==== DATA EXTRACTS
PR #5237, opened 2022-07-12
Fix metadata cleanup error in rocket_renew_all_boxes function

tkalimullin-coludlinux:
## Description

The rocket_renew_all_boxes function didn't delete user metadata due to an error in the parameters passed to delete_metadata.

## Type of change

# Checklist:

### DIFF
--- a/inc/functions/admin.php
+++ b/inc/functions/admin.php
@@ -39,7 +39,7 @@ function rocket_need_api_key() {
  */
 function rocket_renew_all_boxes( $uid = null, $keep_this = [] ) {
 	// Delete a user meta for 1 user or all at a time.
-	delete_metadata( 'user', $uid, 'rocket_boxes', null === $uid );
+	delete_metadata( 'user', $uid, 'rocket_boxes', '', null === $uid );
 
 	// $keep_this works only for the current user.
 	if ( ! empty( $keep_this ) && null !== $uid ) {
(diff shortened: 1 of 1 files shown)


remyperona (approved):

inc/functions/admin.php
```diff
@@ -39,7 +39,7 @@ function rocket_need_api_key() {
  */
 function rocket_renew_all_boxes( $uid = null, $keep_this = [] ) {
 	// Delete a user meta for 1 user or all at a time.
-	delete_metadata( 'user', $uid, 'rocket_boxes', null === $uid );
+	delete_metadata( 'user', $uid, 'rocket_boxes', '', null === $uid );
```
engahmeds3ed:
```suggestion
	delete_metadata( 'user', $uid, 'rocket_boxes', '', ! $uid );
```

because we are calling it with zero value here:
https://github.com/wp-media/wp-rocket/blob/d89551a8af8d21e90b74861f97f5317b326c957d/inc/admin/upgrader.php#L28

What do u think?

engahmeds3ed (changes requested):
Thanks, just small code adjustment to make it works.

inc/functions/admin.php
piotrbak: @engahmeds3ed Can you push that change on your own?

piotrbak: @engahmeds3ed Is it possible to push that on our own? 🙏

vmanthos (approved):
This is working as expected.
========
INSTRUCTIONS FOR THE TASK |
Please report how many lines in the records contain the string "works", and write nothing besides that number.

WRITTEN SOLUTION |
2